Exercise brief: Below are the records; copy each line in which "them" can be found.

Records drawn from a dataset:
------------------------------
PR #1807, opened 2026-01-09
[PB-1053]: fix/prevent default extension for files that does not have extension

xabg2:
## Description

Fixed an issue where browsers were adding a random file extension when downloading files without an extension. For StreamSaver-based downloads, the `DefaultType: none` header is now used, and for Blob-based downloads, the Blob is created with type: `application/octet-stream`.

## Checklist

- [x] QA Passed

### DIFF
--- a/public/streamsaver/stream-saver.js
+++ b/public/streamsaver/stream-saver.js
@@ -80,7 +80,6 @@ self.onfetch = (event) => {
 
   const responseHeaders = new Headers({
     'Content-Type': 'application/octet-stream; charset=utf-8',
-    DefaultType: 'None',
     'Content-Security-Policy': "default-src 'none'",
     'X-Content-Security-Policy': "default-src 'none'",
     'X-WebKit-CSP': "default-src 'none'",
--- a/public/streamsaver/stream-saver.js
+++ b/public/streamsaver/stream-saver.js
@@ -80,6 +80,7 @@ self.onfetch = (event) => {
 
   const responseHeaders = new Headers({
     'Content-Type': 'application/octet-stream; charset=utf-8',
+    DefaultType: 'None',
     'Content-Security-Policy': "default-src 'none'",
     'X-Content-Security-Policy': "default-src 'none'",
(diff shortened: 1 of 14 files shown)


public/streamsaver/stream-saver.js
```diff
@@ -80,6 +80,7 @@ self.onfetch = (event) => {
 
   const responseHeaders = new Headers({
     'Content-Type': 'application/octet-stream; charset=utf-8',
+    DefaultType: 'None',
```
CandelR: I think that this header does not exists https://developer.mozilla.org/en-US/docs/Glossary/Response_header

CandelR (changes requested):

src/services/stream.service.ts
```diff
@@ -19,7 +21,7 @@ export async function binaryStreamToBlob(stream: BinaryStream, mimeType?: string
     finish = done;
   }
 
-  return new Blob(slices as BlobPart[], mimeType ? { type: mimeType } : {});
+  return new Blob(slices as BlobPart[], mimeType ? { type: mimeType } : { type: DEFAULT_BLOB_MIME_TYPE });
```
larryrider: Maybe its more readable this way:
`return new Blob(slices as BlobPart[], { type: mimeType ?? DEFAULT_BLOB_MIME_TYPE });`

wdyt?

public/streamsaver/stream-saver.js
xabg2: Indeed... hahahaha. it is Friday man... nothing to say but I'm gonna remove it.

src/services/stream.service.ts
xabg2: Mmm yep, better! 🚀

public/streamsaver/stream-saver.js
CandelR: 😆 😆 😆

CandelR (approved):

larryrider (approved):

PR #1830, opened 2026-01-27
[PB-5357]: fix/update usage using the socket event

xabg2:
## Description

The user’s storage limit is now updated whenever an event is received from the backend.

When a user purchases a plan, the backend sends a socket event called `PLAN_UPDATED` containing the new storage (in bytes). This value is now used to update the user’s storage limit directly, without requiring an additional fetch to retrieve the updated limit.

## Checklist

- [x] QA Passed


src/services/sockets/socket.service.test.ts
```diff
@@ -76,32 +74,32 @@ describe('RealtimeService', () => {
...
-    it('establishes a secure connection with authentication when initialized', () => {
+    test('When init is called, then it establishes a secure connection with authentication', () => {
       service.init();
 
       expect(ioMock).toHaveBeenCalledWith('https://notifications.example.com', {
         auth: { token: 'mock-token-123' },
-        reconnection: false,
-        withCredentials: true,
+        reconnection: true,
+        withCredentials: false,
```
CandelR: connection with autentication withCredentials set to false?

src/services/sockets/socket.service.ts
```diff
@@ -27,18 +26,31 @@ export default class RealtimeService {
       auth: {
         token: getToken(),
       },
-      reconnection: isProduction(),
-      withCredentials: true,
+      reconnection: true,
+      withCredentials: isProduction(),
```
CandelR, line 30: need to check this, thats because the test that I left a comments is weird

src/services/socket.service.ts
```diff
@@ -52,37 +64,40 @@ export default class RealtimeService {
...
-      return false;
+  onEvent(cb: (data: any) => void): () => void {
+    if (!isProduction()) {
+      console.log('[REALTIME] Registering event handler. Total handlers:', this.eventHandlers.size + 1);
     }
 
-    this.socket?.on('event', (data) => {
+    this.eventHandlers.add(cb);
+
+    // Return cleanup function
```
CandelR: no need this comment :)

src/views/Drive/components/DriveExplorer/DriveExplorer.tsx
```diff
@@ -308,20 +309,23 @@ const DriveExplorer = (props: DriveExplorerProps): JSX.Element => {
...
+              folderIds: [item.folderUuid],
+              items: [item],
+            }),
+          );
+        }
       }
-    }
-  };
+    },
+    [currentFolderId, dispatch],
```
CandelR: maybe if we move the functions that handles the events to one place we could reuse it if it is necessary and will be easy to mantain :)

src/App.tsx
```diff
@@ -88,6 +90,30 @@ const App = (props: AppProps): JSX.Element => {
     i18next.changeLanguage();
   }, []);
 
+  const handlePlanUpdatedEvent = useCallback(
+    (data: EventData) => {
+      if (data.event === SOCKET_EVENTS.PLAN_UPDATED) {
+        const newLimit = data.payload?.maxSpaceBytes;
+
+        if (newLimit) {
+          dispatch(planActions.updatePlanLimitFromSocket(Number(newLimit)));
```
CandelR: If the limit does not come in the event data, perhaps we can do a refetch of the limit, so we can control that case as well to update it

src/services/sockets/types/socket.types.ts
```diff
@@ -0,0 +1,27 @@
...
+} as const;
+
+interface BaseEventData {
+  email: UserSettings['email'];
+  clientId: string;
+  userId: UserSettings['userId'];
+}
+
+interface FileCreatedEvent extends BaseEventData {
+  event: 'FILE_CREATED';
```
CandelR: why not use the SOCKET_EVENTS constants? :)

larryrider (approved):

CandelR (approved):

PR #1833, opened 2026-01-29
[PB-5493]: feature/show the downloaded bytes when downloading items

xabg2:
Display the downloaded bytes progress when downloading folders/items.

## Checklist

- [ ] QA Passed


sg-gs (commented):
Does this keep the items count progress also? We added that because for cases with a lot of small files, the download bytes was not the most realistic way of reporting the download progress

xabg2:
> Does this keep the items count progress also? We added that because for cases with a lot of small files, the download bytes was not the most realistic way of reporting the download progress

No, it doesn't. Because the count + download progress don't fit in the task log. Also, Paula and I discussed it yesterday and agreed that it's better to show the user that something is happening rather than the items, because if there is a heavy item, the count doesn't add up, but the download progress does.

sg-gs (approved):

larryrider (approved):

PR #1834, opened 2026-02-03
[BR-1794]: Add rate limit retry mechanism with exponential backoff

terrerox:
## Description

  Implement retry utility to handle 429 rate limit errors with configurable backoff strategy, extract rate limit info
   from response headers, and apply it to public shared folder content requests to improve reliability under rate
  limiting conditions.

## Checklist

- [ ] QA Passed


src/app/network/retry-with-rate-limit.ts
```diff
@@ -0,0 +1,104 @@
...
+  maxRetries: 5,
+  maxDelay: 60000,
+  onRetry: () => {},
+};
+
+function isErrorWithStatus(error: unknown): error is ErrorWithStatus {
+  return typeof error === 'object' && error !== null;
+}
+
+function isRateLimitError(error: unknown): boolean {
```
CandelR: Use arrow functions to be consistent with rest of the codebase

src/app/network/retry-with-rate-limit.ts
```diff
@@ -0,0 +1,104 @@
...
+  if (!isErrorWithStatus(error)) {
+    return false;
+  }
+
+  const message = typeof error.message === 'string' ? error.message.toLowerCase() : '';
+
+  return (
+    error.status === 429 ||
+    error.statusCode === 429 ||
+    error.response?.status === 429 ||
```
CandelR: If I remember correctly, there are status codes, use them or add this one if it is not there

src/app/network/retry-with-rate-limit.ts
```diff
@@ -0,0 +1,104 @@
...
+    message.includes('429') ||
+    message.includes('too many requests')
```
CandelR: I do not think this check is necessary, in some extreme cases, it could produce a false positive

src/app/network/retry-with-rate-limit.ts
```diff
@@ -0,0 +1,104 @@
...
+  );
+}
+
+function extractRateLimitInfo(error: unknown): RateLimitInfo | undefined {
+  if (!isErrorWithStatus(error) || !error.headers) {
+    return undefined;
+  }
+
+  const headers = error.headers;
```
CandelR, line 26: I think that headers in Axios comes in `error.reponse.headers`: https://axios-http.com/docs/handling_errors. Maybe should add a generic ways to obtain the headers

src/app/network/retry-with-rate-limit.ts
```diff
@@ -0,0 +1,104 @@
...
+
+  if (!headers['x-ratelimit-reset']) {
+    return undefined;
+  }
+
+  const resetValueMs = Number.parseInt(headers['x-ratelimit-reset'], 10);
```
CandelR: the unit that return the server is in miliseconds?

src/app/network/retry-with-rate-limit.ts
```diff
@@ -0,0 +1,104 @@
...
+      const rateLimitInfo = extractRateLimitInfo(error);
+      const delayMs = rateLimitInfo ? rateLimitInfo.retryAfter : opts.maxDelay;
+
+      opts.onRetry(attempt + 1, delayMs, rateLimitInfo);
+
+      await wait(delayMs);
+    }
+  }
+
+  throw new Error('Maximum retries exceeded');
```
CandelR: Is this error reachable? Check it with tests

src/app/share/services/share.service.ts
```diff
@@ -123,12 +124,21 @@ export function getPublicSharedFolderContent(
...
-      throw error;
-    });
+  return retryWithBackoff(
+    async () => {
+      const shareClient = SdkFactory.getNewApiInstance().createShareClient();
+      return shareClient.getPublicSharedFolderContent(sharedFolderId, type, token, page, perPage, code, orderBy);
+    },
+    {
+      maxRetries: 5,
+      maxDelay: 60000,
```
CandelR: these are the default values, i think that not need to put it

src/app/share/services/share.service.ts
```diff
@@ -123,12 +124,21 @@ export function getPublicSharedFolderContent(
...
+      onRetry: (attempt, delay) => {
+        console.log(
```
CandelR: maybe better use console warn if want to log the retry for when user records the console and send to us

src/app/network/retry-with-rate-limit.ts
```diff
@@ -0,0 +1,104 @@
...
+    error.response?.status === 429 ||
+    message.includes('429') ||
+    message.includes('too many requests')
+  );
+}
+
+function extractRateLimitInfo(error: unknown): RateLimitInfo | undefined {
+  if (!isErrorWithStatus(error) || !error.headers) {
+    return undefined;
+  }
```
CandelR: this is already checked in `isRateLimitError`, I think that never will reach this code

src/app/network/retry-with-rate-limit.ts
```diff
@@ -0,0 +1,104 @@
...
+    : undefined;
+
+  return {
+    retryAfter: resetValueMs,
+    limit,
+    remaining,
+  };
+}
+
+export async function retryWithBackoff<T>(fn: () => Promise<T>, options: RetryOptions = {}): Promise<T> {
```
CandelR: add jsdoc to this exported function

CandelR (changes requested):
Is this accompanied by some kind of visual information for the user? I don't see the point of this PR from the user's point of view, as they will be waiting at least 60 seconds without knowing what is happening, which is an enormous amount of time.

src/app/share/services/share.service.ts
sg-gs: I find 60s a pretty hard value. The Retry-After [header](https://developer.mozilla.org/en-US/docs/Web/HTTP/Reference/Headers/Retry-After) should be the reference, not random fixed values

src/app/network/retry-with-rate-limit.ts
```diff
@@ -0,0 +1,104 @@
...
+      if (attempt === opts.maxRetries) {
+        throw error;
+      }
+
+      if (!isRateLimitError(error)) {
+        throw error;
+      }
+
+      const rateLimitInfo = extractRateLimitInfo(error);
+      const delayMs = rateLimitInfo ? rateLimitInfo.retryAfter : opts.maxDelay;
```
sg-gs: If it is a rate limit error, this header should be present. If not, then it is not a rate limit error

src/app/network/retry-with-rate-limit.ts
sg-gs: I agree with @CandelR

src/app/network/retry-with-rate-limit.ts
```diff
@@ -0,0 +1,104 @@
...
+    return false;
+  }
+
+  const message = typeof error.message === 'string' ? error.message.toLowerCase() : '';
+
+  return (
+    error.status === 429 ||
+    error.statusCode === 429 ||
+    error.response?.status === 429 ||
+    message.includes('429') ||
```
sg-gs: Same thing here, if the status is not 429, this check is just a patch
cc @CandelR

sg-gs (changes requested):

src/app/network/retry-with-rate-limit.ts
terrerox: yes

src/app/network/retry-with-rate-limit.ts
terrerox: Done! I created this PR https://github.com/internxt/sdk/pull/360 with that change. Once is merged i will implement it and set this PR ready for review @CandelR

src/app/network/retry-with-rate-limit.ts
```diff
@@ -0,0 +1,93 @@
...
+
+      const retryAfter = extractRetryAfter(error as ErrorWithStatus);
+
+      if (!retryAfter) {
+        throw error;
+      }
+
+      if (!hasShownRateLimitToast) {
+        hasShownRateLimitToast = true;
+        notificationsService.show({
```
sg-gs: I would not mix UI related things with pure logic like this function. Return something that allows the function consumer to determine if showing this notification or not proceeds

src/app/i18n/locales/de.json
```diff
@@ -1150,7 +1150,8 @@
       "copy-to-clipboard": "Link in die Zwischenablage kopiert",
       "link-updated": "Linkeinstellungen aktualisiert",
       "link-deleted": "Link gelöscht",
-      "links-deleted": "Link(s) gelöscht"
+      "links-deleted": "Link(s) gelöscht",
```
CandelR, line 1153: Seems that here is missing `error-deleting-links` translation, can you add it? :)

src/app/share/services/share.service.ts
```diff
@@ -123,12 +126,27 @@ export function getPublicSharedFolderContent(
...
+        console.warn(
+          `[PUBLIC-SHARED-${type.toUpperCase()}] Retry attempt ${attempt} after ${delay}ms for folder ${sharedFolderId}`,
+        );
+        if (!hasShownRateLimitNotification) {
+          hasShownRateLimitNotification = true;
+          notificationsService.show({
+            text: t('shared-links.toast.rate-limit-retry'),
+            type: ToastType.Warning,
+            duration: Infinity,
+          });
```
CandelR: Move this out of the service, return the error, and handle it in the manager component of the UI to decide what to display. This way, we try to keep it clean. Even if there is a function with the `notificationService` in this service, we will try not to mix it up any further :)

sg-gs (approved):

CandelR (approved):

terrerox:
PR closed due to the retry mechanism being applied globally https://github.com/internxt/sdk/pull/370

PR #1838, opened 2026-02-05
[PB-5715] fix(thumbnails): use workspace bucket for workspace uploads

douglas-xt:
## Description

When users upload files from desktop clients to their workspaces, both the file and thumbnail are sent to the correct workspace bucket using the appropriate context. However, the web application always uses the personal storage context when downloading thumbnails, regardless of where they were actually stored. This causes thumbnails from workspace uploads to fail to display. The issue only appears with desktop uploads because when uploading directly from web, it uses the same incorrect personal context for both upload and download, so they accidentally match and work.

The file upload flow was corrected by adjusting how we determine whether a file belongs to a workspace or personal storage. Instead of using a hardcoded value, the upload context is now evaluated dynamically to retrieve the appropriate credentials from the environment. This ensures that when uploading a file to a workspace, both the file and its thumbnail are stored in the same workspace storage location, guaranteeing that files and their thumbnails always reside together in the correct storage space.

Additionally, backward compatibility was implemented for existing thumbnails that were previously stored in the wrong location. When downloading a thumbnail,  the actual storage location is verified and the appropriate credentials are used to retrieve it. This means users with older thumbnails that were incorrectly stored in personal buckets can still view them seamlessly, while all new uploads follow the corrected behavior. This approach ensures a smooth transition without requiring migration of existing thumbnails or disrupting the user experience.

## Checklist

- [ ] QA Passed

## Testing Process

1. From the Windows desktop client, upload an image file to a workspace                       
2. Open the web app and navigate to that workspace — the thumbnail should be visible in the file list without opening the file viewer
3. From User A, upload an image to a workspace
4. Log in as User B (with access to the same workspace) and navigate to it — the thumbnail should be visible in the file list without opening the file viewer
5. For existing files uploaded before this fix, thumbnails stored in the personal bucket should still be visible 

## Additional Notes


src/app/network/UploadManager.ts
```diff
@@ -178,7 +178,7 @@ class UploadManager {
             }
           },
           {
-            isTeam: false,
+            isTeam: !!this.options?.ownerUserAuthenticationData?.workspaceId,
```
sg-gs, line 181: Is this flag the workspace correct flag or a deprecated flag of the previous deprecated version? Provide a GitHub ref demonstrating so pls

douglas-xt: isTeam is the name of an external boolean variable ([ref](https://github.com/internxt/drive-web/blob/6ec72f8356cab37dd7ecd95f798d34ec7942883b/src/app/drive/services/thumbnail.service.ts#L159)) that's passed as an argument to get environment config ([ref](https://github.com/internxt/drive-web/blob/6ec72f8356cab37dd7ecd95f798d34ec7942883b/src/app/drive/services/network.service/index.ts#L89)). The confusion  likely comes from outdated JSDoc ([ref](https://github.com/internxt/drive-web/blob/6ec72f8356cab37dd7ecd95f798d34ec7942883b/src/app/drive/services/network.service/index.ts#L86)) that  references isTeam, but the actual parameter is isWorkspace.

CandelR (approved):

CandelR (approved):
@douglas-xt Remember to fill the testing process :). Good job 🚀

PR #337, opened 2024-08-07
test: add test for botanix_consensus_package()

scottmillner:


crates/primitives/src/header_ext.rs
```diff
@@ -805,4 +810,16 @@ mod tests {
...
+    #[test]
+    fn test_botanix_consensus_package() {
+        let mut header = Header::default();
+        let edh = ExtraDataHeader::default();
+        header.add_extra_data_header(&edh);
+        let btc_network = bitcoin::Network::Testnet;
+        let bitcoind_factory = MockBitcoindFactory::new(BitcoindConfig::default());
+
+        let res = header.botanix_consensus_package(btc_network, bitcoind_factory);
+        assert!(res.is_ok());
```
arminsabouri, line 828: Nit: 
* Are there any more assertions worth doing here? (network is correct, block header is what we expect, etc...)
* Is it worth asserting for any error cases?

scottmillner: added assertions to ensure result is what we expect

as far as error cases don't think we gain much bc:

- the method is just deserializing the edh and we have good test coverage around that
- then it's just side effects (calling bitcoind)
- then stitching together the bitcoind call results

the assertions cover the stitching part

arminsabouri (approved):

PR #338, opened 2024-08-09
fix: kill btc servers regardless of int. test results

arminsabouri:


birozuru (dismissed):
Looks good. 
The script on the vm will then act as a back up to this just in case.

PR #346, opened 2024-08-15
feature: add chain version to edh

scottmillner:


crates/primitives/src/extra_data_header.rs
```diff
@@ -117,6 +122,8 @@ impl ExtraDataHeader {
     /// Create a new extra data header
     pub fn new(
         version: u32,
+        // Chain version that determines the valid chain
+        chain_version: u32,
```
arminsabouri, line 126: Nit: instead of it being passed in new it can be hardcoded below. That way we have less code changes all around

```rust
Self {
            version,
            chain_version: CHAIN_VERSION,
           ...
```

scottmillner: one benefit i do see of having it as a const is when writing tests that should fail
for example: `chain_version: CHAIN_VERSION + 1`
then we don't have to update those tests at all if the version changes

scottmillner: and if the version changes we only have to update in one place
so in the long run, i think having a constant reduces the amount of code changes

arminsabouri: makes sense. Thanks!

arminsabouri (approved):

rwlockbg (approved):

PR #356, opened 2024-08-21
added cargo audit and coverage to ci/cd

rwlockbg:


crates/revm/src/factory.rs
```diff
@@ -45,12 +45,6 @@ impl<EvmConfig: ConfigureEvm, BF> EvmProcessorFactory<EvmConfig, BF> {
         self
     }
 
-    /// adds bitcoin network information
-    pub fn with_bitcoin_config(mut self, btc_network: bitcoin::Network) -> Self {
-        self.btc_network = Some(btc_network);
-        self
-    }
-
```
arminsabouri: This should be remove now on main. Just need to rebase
------------------------------
Result:
CandelR: If I remember correctly, there are status codes, use them or add this one if it is not there
Additionally, backward compatibility was implemented for existing thumbnails that were previously stored in the wrong location. When downloading a thumbnail,  the actual storage location is verified and the appropriate credentials are used to retrieve it. This means users with older thumbnails that were incorrectly stored in personal buckets can still view them seamlessly, while all new uploads follow the corrected behavior. This approach ensures a smooth transition without requiring migration of existing thumbnails or disrupting the user experience.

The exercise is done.